I've been avoiding this blog for awhile. We left for a short trip to NC on Wednesday night and I felt funny. By Friday night, I was bleeding. Scared and 10 hours from home, I called the doctor who assured me there was nothing I did or nothing I could do. We set up a scan for Monday morning. I knew Saturday that something was not right. I no longer "felt pregnant".
Still, we cried and hoped that our sweet baby was okay. I hoped that we would see a strong, healthy 8 week old fetus on the screen and my fears would go away.
Yesterday morning I said good-bye. We were on the highway on our way to the doctor and I knew. I knew, just like with my daughter in 2009, that my baby has gotten its wings. I told my baby that I loved her and it was okay.
They got me in right away, and the ultrasound confirmed what I already knew. My baby was a perfectly formed 8 week fetus, with no heartbeat. Our sweet baby was gone.
The doctor immediately went into "best outcome possible" mode and scheduled the D&C right away giving us the best possible outcome for pathology. I feel weird that my baby was taken out of me and sent to a lab for tests. I almost feel guilty that I just sent her away like that. But I know deep down I didn't send my baby, because my baby is in heaven with her sister.

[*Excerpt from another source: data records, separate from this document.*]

PR #41062, opened 2026-08-21
refactor(agent): simplify Agent v2 output contract

BeautyyuYanli:
> [!IMPORTANT]
>

## Summary

- Simplify Agent v2's default output contract from preset `text` / `files` / `json` declarations to one derived system `text` output.
- Omit the Agent backend output layer when no custom outputs are configured, then adapt the backend's plain string result to the existing workflow-facing `{ "text": ... }` shape.
- When custom outputs exist, add optional `text: string` to the structured schema while applying required flags, type checks, retry/default handling, and file normalization only to custom declarations.
- Persist only custom declarations, allow `files` and `json` to be reused as custom names, and reserve system-owned `text` plus future `switch` and `_session` fields.
- Migrate draft and published Workflow Agent bindings away from the three legacy preset declarations without changing downstream `node.text` selectors.

Issue: N/A — scoped Agent v2 output-contract simplification.

## Root cause

Agent v2 treated `text`, `files`, and `json` as a default structured-output schema even when users had not configured any outputs. That forced every run through the object-output contract, persisted system-owned declarations alongside user configuration, and duplicated default-output projection across backend services and the frontend.

The preset `files` and `json` names also conflated a legacy UI default with the supported file and object output types. File normalization is driven by the declared type rather than the field name, so permanently reserving those retired names was unnecessary.

## Impact

With no custom declarations, Agent v2 now uses the backend's plain string contract and exposes the result to workflows as `text`. Existing downstream `node.text` selectors keep the same name and string type.

With custom declarations, the backend receives an object schema containing optional system `text` followed by the custom fields. Only custom fields are persisted and participate in API-side output validation or failure handling. Users may define custom fields named `files` or `json`; `text` remains immutable and system-owned, while `switch` and `_session` are reserved for future system use.

Alembic revision `925e75620b69` removes the legacy `text`, `files`, and `json` preset declarations from every persisted `workflow_agent_node_bindings.node_job_config`. Other custom declarations retain their order and configuration. The migration is intentionally one-way because removed declarations cannot be reconstructed precisely. Deployments should apply the migration before starting the new API code; the effective-output projection reintroduces `text` after persistence cleanup, so workflows that only depend on the standard `text` output require no changes.

No Agent v1, `dify-agent`, generated contract, or Workflow graph-blob format is changed.

## Validation

- Backend model, Composer, Workflow binding sync, and migration suites: 166 passed.
- Frontend Agent v2 Panel, output editor, and downstream variable projection suites: 60 passed.
- Focused frontend `vp check`: formatting, lint, and type checks passed.
- Commit hooks: Ruff checks and staged frontend checks passed.
- `git diff --check`: passed.
- All five staged implementation review areas passed: code/logic hygiene, requirement completeness, test hygiene, test sufficiency, and documentation accuracy.

The full backend/frontend suites, full repository type checks, and CI-only backend integration tests were not run locally. The affected integration fixture was updated for the plain-string output contract.

## Screenshots

| Before | After |
| ------ | ----- |
| Agent v2 showed preset `text`, `files`, and `json` outputs and always requested structured output. | Agent v2 shows derived `text` by default; structured output is enabled only after adding a custom field. |

## Checklist

****This PR is made with Codex, while I'm responsible for all the changes.****

### DIFF
--- a/api/models/agent_config_entities.py
+++ b/api/models/agent_config_entities.py
@@ -1070,7 +1070,8 @@ SYSTEM_DECLARED_OUTPUTS: Final[tuple[DeclaredOutputConfig, ...]] = (
         description="Free-form text answer.",
     ),
 )
-RESERVED_DECLARED_OUTPUT_NAMES: Final[frozenset[str]] = frozenset({"text"})
+# ``switch`` and ``_session`` are reserved for future system output contracts.
+RESERVED_DECLARED_OUTPUT_NAMES: Final[frozenset[str]] = frozenset({"text", "switch", "_session"})
 
 
 def effective_declared_outputs(
--- a/api/models/agent_config_entities.py
+++ b/api/models/agent_config_entities.py
@@ -4,9 +4,19 @@ import re
 from enum import StrEnum
 from typing import Annotated, Any, Final, Literal, Self
 
-from pydantic import BaseModel, ConfigDict, Field, WithJsonSchema, field_validator, model_validator
+from pydantic import (
+    BaseModel,
+    ConfigDict,
+    Field,
+    WithJsonSchema,
+    field_validator,
+    model_validator,
+)
 
-from core.rag.entities.metadata_entities import ConditionValue, SupportedComparisonOperator
+from core.rag.entities.metadata_entities import (
+    ConditionValue,
+    SupportedComparisonOperator,
+)
 from core.tools.entities.tool_entities import ToolProviderType
 from core.workflow.file_reference import is_canonical_file_reference
 from graphon.file import FileTransferMethod, FileType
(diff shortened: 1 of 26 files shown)


api/models/agent_config_entities.py
```diff
@@ -1050,45 +1060,25 @@ def _is_valid_file_default_value(value: Any) -> bool:
...
-        array_item=DeclaredArrayItem(type=DeclaredOutputType.FILE),
-    ),
-    DeclaredOutputConfig(
-        name="json",
-        type=DeclaredOutputType.OBJECT,
-        required=False,
-        description="Free-form JSON object.",
-    ),
 )
+RESERVED_DECLARED_OUTPUT_NAMES: Final[frozenset[str]] = frozenset({"text"})
```
wylswz: Adding new reserved output names later would be a breaking change for users already using those names. If additional system-owned outputs are planned, even for a future release, consider reserving their names here now.

lyzno1 (commented):
LGTM

wylswz:
LGTM

api/models/agent_config_entities.py
BeautyyuYanli: I reserved two more item `switch` and `_session`

wylswz (dismissed):

MRZHUH (approved):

I decided on a name today. We've named her "Baby Kaya", which means "child of wisdom". My hope is that Baby Kaya's brief life gives us the gift of knowledge so that this never happens again. My hope is that the "good" to come from this precious gift I've been given is the answers to questions that haven't been answered so far on this journey.
I keep thinking about the book, "Heaven is for Real". I read it over the summer in about 3 hours. The entire time I had goosebumps. I hope and pray that Daya (my daughter I lost in 2009) has found Kaya and they are together. That they are happy and they take care of each other. I hope they both know how much I love and miss them and wish they could both be here with me. I hope they know how thankful I am for their lives and the gifts they've given me.
Physically, I'm fine. I've had little pain. Emotionally, I'm completely empty. I apologized to DH for not being a good wife or friend lately. I found this while looking at help with grief tonight and posted it on my facebook for my close friends to see:
"Dear Friend,
Please be patient with me; I need to grieve in my own way and in my own time. Please don't take away my grief or try to fix my pain. The best thing you can do is listen to me and let me cry on your shoulder. Don't be afraid to cry with me. Your tears will tell me how much you care. Please forgive me if I seem insensitive to your problems. I feel depleted and drained, like an empty vessel, with nothing left to give. Please let me express my feelings and talk about my memories. Please understand why I must turn a deaf ear to criticism or tired cliche'."
I've been down this road so many times, but honestly, I don't know what to expect. I feel like a professional griever. But this seems to different. For the first time in a long time I don't know where my journey is going next.